Basically, my question is: can I have the best of both worlds such that I can have an exact representation of the game state while simultaneously keeping all data related specifically to an object within the game state inside its given object?

+1  A: 

Seems like you might be Object-orientizing it for Object-orient's sake...

Seems like Bob Martin's classic bowling game problem.

EDIT: -Summary-
Its a long read, but basically, through TDD and refactoring, a bowling scoring application went from a huge cluster with lots of Classes and polymorphism to 20 or 30 elegant lines of code. Why?
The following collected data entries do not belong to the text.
PR #704, opened 2018-10-04
Reopen connections prior to creating query execution data readers

kburtram:
This is a very limited fix that may help with https://github.com/Microsoft/azuredatastudio/issues/2759.  It adds a couple checks to reopen the query execution DbConnection prior to opening the DataReader object.  

This doesn't address the core problem that connections are being closed nearly immediately after being opened, or if the connection gets dropped after the data reader is created, but it would help if the connect is closed in the short period of time after Open succeeds and creating the DataReaders.

### DIFF
--- a/src/Microsoft.SqlTools.ServiceLayer/QueryExecution/Batch.cs
+++ b/src/Microsoft.SqlTools.ServiceLayer/QueryExecution/Batch.cs
@@ -17,6 +17,7 @@ using Microsoft.SqlTools.ServiceLayer.QueryExecution.DataStorage;
 using Microsoft.SqlTools.Utility;
 using System.Globalization;
 using System.Collections.ObjectModel;
+using Microsoft.SqlTools.ServiceLayer.Connection;
 
 namespace Microsoft.SqlTools.ServiceLayer.QueryExecution
 {
@@ -364,7 +365,7 @@ namespace Microsoft.SqlTools.ServiceLayer.QueryExecution
                     // so add a newline to the end of the query. See https://github.com/Microsoft/sqlopsstudio/issues/1424
                     dbCommand.CommandText += Environment.NewLine;
 
-                    EnsureConnectionIsOpen(conn);
+                    ConnectionService.EnsureConnectionIsOpen(conn);
 
                     // Fetch schema info separately, since CommandBehavior.KeyInfo will include primary
                     // key columns in the result set, even if they weren't part of the select statement.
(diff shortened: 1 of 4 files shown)


src/Microsoft.SqlTools.ServiceLayer/QueryExecution/Batch.cs
```diff
@@ -364,6 +364,8 @@ private async Task ExecuteOnce(DbConnection conn, CancellationToken cancellation
                     // so add a newline to the end of the query. See https://github.com/Microsoft/sqlopsstudio/issues/1424
                     dbCommand.CommandText += Environment.NewLine;
 
+                    EnsureConnectionIsOpen(conn);
```
alanrenmsft: Your fix will address the particular symptom, I am not sure whether you are aware, but in ADO.NET, the connection state might appear open even though the underlining connection is broken until you try to use the connection to execute some commands, the state will be changed accordingly only when the command cannot be executed.

I would suggest to introduce a retry helper with retry strategy and use it whenever we need reliable connection.

kburtram: ReliableConnection is only for DbConnection and DbCommand operations as far as I could see.  It doesn't do anything for DataReaders.  

I'll look to see if there's a way to incorporate DataReaders into that component as well, though in general I'd agree that elaborate retry for all data operations seems to be looking at symptoms instead of root problems.  For example, when we create the DbCommand immediately prior to the DataReader the retry logic is already applied, then a few milliseconds later the connection is dropped.  

I haven't seen anywhere in any of our tools code an attempt to add retries for all interactions with SqlClient.  And this creates concerns as to how are 3rd-parties supposed to build applications using SqlClient if the expectation is that every API needs to be retried several times on failure.  I'm not yet convinced we're looking in the correct place here.

src/Microsoft.SqlTools.ServiceLayer/QueryExecution/Batch.cs
```diff
@@ -719,6 +723,29 @@ private SpecialAction ProcessResultSetSpecialActions()
...
+            if (conn.State != ConnectionState.Open)
+            {
+                try
+                {
+                    // close it in case it's in some non-Closed state
+                    conn.Close();
+                }
+                catch
+                {
+                    // ignore any exceptions thrown from .Close
```
ranasaria: Should we log a warning/informational message here?

kburtram:
@ranasaria I'll add logging separately since I want to do that as part of providing reconnect notifications and other connection error messages.

PR #706, opened 2018-10-09
Load properties used for OE node status by group instead of individually

MattIrv:
Loading logins, users, and triggers in OE right now is slow when there are thousands of objects because each object's status is determined by making an individual SMO call.

It is much quicker to have SMO load those properties when running the query to list the objects instead of querying them individually.

Now 1000 logins on a local server load in about 1 second instead of before where it would usually time out after 45 seconds

### DIFF
--- a/src/Microsoft.SqlTools.ServiceLayer/ObjectExplorer/SmoModel/SmoColumnCustomNode.cs
+++ b/src/Microsoft.SqlTools.ServiceLayer/ObjectExplorer/SmoModel/SmoColumnCustomNode.cs
@@ -4,9 +4,11 @@
 //
 
 using System;
+using System.Collections.Generic;
 using System.Diagnostics;
 using System.Globalization;
 using Microsoft.SqlServer.Management.Smo;
+using Microsoft.SqlTools.ServiceLayer.ObjectExplorer.Nodes;
 using Microsoft.SqlTools.Utility;
 
 namespace Microsoft.SqlTools.ServiceLayer.ObjectExplorer.SmoModel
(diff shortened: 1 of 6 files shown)


src/Microsoft.SqlTools.ServiceLayer/ObjectExplorer/SmoModel/SmoColumnCustomNode.cs
```diff
@@ -20,6 +22,81 @@ public override string GetNodeCustomName(object smoObject, SmoQueryContext smoCo
         {
             return SmoColumnCustomNodeHelper.CalculateCustomLabel(smoObject, smoContext);
         }
+
+        public override IEnumerable<NodeSmoProperty> SmoProperties
+        {
+            get
+            {
+                return new List<NodeSmoProperty>
```
ranasaria: This will create a new List every time SmoProperties is called. Can we make it either a lazily initialized object or construction is when ColumnsChildFactory is constructed and keep returning that readonly private variable in this property.

src/Microsoft.SqlTools.ServiceLayer/ObjectExplorer/SmoModel/SmoDatabaseCustomNode.cs
```diff
@@ -3,9 +3,9 @@
 // Licensed under the MIT license. See LICENSE file in the project root for full license information.
 //
 
+using System.Collections.Generic;
```
ranasaria: You can revert the redundant change to this file.

src/Microsoft.SqlTools.ServiceLayer/ObjectExplorer/SmoModel/SmoKeyCustomNode.cs
```diff
@@ -23,6 +25,31 @@ public override string GetNodeSubType(object smoObject, SmoQueryContext smoConte
     /// </summary>
     internal partial class IndexesChildFactory : SmoChildFactoryBase
     {
+        public override IEnumerable<NodeSmoProperty> SmoProperties
+        {
+            get
+            {
+                return new List<NodeSmoProperty>
```
ranasaria: Same comment as that for ColumnsChildFactory

src/Microsoft.SqlTools.ServiceLayer/ObjectExplorer/SmoModel/SmoTriggerCustomNode.cs
```diff
@@ -12,10 +14,27 @@ namespace Microsoft.SqlTools.ServiceLayer.ObjectExplorer.SmoModel
     /// </summary>
     internal partial class TriggersChildFactory : SmoChildFactoryBase
     {
+        public static readonly List<NodeSmoProperty> SmoPropertyList = new List<NodeSmoProperty>
+        {
+            new NodeSmoProperty
```
ranasaria: repeat of above.

src/Microsoft.SqlTools.ServiceLayer/ObjectExplorer/SmoModel/SmoLoginCustomNode.cs
```diff
@@ -16,6 +18,21 @@ public override string GetNodeStatus(object smoObject, SmoQueryContext smoContex
         {
             return LoginCustomNodeHelper.GetStatus(smoObject);
         }
+
+        public override IEnumerable<NodeSmoProperty> SmoProperties
+        {
+            get
+            {
+                return new List<NodeSmoProperty>
```
ranasaria: Same issue.

src/Microsoft.SqlTools.ServiceLayer/ObjectExplorer/SmoModel/SmoTriggerCustomNode.cs
```diff
@@ -12,10 +14,27 @@ namespace Microsoft.SqlTools.ServiceLayer.ObjectExplorer.SmoModel
     /// </summary>
     internal partial class TriggersChildFactory : SmoChildFactoryBase
     {
+        public static readonly List<NodeSmoProperty> SmoPropertyList = new List<NodeSmoProperty>
```
ranasaria: Minor concern: Slightly better to make this lazily initialized for two reasons. Both are not big concerns for small objects like this one.
1. Static object constructs increase process startup time/load time.
2. If no one ever expands the triggers node then this is not constructed

src/Microsoft.SqlTools.ServiceLayer/ObjectExplorer/SmoModel/SmoUserCustomNode.cs
```diff
@@ -16,6 +18,21 @@ public override string GetNodeStatus(object smoObject, SmoQueryContext smoContex
         {
             return UserCustomeNodeHelper.GetStatus(smoObject);
         }
+
+        public override IEnumerable<NodeSmoProperty> SmoProperties
+        {
+            get
+            {
+                return new List<NodeSmoProperty>
```
ranasaria: same concern as before.

MattIrv:
I'm going to avoid doing any extra optimization since these are small lists

Issue #721, opened 2018-05-10
trap incorrect non-scalar variable creation more clearly


perrydv:
If a nimbleFunction contains code like

`x[1] <- 5`

before x has been created as a vector, the error message from compileNimble is not helpful.

paciorek:
Fixed by PR #739

PR #739, opened 2018-06-04
trap error when non-existent array in a nf is indexed

paciorek:
Fixes issue #721


perrydv:
If it passes tests, LGTM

Because they didn't really need to be there in the first place

OTisler
Good read - although I have tried writing this application without OO actions, and the only thing I could salvage were the classes that were used for hand comparison. The rest was a procedural attempt at controlling the game state, and it was easy to lose track of how each player action modified it
John Rasch
+5  A: 

In online-games using the command-pattern (your IAction) is the standard, and proven, way to do it. It's not Object Oriented in the sense of the player, but the actions are Object Oriented, so from a purely theoretical point of view its a solid design pattern, I guess. And in practice thats how every successful online game I've seen implements it, but note that action games normally use very small discreet actions/packets, until it practically becomes a stream of sorts.

Edit:

A long time after I answering this, I came back here and realized another solution to this problem is to implement GameState's Players, Decks, etc... as derived from an IState class with an Apply(IAction action) member. This way objects apply actions on themselves, instead of having the application apply actions on objects, this would map actions and state to a visitor-pattern instead of a command pattern. Either solution will work, where visitor has the larger overhead and more encapsulation, while command is the easier solution with less encapsulation.

Robert Gould
So I guess the question comes down to mutability, e.g. the player's name would reside in the Player class because it's not going to be affected by any game actions. This means that everything that could be changed by any action possible within the game would be stored directly in the game state.
John Rasch
Yes in a way (name could also change). But the Player State is a sub-part of Game State.